**Task brief**
In the entries below, spot each line with the word "file" and copy it.
*** Material provided Section Begins ***
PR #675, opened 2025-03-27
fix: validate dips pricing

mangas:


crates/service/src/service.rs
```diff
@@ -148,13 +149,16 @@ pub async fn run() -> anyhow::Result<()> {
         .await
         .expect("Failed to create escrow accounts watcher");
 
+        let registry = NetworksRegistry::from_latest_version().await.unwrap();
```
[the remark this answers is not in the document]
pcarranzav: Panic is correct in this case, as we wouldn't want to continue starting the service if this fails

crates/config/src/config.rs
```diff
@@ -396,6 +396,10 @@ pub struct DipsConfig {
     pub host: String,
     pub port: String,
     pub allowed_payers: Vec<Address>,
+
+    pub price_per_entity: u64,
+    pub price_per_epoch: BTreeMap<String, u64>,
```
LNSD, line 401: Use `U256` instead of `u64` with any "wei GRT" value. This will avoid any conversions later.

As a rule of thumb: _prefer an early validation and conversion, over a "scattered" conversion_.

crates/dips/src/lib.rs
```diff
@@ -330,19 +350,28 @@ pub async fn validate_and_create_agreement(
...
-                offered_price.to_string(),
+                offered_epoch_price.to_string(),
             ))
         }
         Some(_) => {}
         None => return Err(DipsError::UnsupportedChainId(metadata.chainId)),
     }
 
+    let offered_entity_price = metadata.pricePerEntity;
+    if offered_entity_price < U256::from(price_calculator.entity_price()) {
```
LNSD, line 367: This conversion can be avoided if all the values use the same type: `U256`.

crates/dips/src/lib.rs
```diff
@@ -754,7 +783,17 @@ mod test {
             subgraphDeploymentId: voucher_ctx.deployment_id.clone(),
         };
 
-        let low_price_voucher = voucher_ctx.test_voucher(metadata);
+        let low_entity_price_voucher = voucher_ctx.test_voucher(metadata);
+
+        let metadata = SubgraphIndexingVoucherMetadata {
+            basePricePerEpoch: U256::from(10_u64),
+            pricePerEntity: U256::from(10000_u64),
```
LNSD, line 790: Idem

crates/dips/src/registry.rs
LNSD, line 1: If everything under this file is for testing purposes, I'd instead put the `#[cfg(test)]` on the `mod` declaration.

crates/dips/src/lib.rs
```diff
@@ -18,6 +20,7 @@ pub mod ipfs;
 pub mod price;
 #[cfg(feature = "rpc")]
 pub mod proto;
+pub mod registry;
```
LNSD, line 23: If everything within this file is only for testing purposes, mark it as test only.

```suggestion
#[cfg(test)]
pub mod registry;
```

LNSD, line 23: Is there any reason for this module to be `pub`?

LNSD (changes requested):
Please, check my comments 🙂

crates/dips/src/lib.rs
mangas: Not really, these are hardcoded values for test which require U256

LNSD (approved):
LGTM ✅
*** Material provided Section Ends ***
**Answer box**
LNSD, line 1: If everything under this file is for testing purposes, I'd instead put the `#[cfg(test)]` on the `mod` declaration.
LNSD, line 23: If everything within this file is only for testing purposes, mark it as test only.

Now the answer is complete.